Give the listing below again in full, exactly as written.

◆ ◆ ◆ ◆ ◆

Issue #1903, opened 2024-02-14
Mobile QA: Members


melyndav:
**Teamwork task:** [Mobile QA: Members](https://tw.auroracreation.com/#/tasks/15789352)

## Description

This covers all issues identified during mobile QA on production for the members page (including contributors and all members tabs)

Link to mobile members design: https://www.figma.com/file/moME7kMfr5pdt6PYrfDtm6/Members?type=design&node-id=201-8572&mode=design&t=BIrjNY0DBzBjCegT-4 

**Issues**

**Contributors tab**

1. Kebab menu next to contributors title exceeds content container width
<img width="482" alt="image" src="https://github.com/JoinColony/colonyCDapp/assets/82127904/70daf666-a09e-49d5-a8ec-dac4982a4eda">

2. Individual kebab menus should also be the width of the main container.

<img width="404" alt="image" src="https://github.com/JoinColony/colonyCDapp/assets/82127904/2f4ba0c1-a7df-4fdc-941b-ac88558f3543">

3. Spacing between each card should be 1.5rem
<img width="406" alt="image" src="https://github.com/JoinColony/colonyCDapp/assets/82127904/cdd7a04c-68bf-47f6-adda-668d4b94ceff">

4. Content clips into the header upon scrolling 
<img width="478" alt="image" src="https://github.com/JoinColony/colonyCDapp/assets/82127904/f26bcd4a-26e0-4618-b34f-5dfe4c4ba8a4">

**All members tab**

1. Kebab menu next to all members title on the contributors page exceeds the content container width

<img width="556" alt="image" src="https://github.com/JoinColony/colonyCDapp/assets/82127904/05356a15-2d92-4e83-9cc4-f74e91acb39f">

2. Individual kebab menus should be width of main container as per every other menu similar across the app.

<img width="409" alt="image" src="https://github.com/JoinColony/colonyCDapp/assets/82127904/8c473b33-31f1-49d3-8f75-6793b64cd771">

### Both tabs:

1. Filter menus should be expanded by default upon opening each time unless the user has closed them. 
<img width="410" alt="image" src="https://github.com/JoinColony/colonyCDapp/assets/82127904/d5bb75ee-7486-4541-86b8-200e152c8e25">
 
2. Chevron is not correct colour to match Figma. Also size of the X and chevron are different and should match Figma.
[...]

PR #1937, opened 2024-02-19
fix: ui on members page

CzarekDryl:
https://tw.auroracreation.com/app/tasks/15789352

## Description

- Few changes to members page on mobile

Resolves [1903](https://github.com/JoinColony/colonyCDapp/issues/1903)


melyndav (changes requested):
Hey @CzarekDryl thanks for picking up these mobile issues.

1. I still see the kebab menu exceeding the container width on both member type tabs.

image
 
 
 2. Content is still clipping into the top header nav bar across both tabs
 
image
image


3. Reputation is missing 'sort by' in the title as per Figma. 

4. X icon in the search input isn't correct size.
image

5. When I search for a user on the contributors tab and there is no user that matches the search, the same empty search block should show on the contributors tab. This should also happen naturally for desktop as well (replacing the invite members dotted box when a false search is active)
image

melyndav (changes requested):
Hey again @CzarekDryl appreciate the updates from my last round of checks.

When I search and get no results, the UI is showing empty on both tabs. 

image

They should match Figma here across all sizes: https://www.figma.com/file/moME7kMfr5pdt6PYrfDtm6/Members?type=design&node-id=201-9520&mode=design&t=GJMtoLQ3GtUchGy4-4

ArmandoGraterol (commented):
Nice work man! Thank you for the changes, I only noticed that when I apply a custom filter and I go back to the filter menu, the options aren't checked as if the filter wasn't applied:

Screenshot 2024-02-21 at 14 41 19

This happens in the mobile version too. When I click on it, then it does recognize the filter is active and shows `Root` checked along with `Custom`

melyndav (changes requested):
Hey @CzarekDryl 

When I open the filter, it breaks the whole page due to the alignment of the filter menu. As you can see in the screenshot, content is pushed off to the left of the browser window. 

image

iamsamgibbs (approved):
Looks good to me! Only one thing (and it might be more of a personal preference thing) but I would expect clicking custom here to remove all custom filters, currently it does nothing.

https://github.com/JoinColony/colonyCDapp/assets/34915414/69e35c2a-6303-4b3c-932a-8f5ffae72dde

warrencolliver (approved):
tested the changes made and can't find any issues + I agree with Sam's idea about the custom filter - it provides better user experience

ArmandoGraterol (dismissed):
Looking good to me 👌 Thank you for the changes!

ArmandoGraterol (dismissed):

warrencolliver (approved):

rdig (dismissed):
Approving so we can get this merged

iamsamgibbs (approved):

warrencolliver (approved):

◆ ◆ ◆ ◆ ◆

- **Written answer**:
Issue #1903, opened 2024-02-14
Mobile QA: Members


melyndav:
**Teamwork task:** [Mobile QA: Members](https://tw.auroracreation.com/#/tasks/15789352)

## Description

This covers all issues identified during mobile QA on production for the members page (including contributors and all members tabs)

Link to mobile members design: https://www.figma.com/file/moME7kMfr5pdt6PYrfDtm6/Members?type=design&node-id=201-8572&mode=design&t=BIrjNY0DBzBjCegT-4 

**Issues**

**Contributors tab**

1. Kebab menu next to contributors title exceeds content container width
<img width="482" alt="image" src="https://github.com/JoinColony/colonyCDapp/assets/82127904/70daf666-a09e-49d5-a8ec-dac4982a4eda">

2. Individual kebab menus should also be the width of the main container.

<img width="404" alt="image" src="https://github.com/JoinColony/colonyCDapp/assets/82127904/2f4ba0c1-a7df-4fdc-941b-ac88558f3543">

3. Spacing between each card should be 1.5rem
<img width="406" alt="image" src="https://github.com/JoinColony/colonyCDapp/assets/82127904/cdd7a04c-68bf-47f6-adda-668d4b94ceff">

4. Content clips into the header upon scrolling 
<img width="478" alt="image" src="https://github.com/JoinColony/colonyCDapp/assets/82127904/f26bcd4a-26e0-4618-b34f-5dfe4c4ba8a4">

**All members tab**

1. Kebab menu next to all members title on the contributors page exceeds the content container width

<img width="556" alt="image" src="https://github.com/JoinColony/colonyCDapp/assets/82127904/05356a15-2d92-4e83-9cc4-f74e91acb39f">

2. Individual kebab menus should be width of main container as per every other menu similar across the app.

<img width="409" alt="image" src="https://github.com/JoinColony/colonyCDapp/assets/82127904/8c473b33-31f1-49d3-8f75-6793b64cd771">

### Both tabs:

1. Filter menus should be expanded by default upon opening each time unless the user has closed them. 
<img width="410" alt="image" src="https://github.com/JoinColony/colonyCDapp/assets/82127904/d5bb75ee-7486-4541-86b8-200e152c8e25">
 
2. Chevron is not correct colour to match Figma. Also size of the X and chevron are different and should match Figma.
[...]

PR #1937, opened 2024-02-19
fix: ui on members page

CzarekDryl:
https://tw.auroracreation.com/app/tasks/15789352

## Description

- Few changes to members page on mobile

Resolves [1903](https://github.com/JoinColony/colonyCDapp/issues/1903)


melyndav (changes requested):
Hey @CzarekDryl thanks for picking up these mobile issues.

1. I still see the kebab menu exceeding the container width on both member type tabs.

image
 
 
 2. Content is still clipping into the top header nav bar across both tabs
 
image
image


3. Reputation is missing 'sort by' in the title as per Figma. 

4. X icon in the search input isn't correct size.
image

5. When I search for a user on the contributors tab and there is no user that matches the search, the same empty search block should show on the contributors tab. This should also happen naturally for desktop as well (replacing the invite members dotted box when a false search is active)
image

melyndav (changes requested):
Hey again @CzarekDryl appreciate the updates from my last round of checks.

When I search and get no results, the UI is showing empty on both tabs. 

image

They should match Figma here across all sizes: https://www.figma.com/file/moME7kMfr5pdt6PYrfDtm6/Members?type=design&node-id=201-9520&mode=design&t=GJMtoLQ3GtUchGy4-4

ArmandoGraterol (commented):
Nice work man! Thank you for the changes, I only noticed that when I apply a custom filter and I go back to the filter menu, the options aren't checked as if the filter wasn't applied:

Screenshot 2024-02-21 at 14 41 19

This happens in the mobile version too. When I click on it, then it does recognize the filter is active and shows `Root` checked along with `Custom`

melyndav (changes requested):
Hey @CzarekDryl 

When I open the filter, it breaks the whole page due to the alignment of the filter menu. As you can see in the screenshot, content is pushed off to the left of the browser window. 

image

iamsamgibbs (approved):
Looks good to me! Only one thing (and it might be more of a personal preference thing) but I would expect clicking custom here to remove all custom filters, currently it does nothing.

https://github.com/JoinColony/colonyCDapp/assets/34915414/69e35c2a-6303-4b3c-932a-8f5ffae72dde

warrencolliver (approved):
tested the changes made and can't find any issues + I agree with Sam's idea about the custom filter - it provides better user experience

ArmandoGraterol (dismissed):
Looking good to me 👌 Thank you for the changes!

ArmandoGraterol (dismissed):

warrencolliver (approved):

rdig (dismissed):
Approving so we can get this merged

iamsamgibbs (approved):

warrencolliver (approved):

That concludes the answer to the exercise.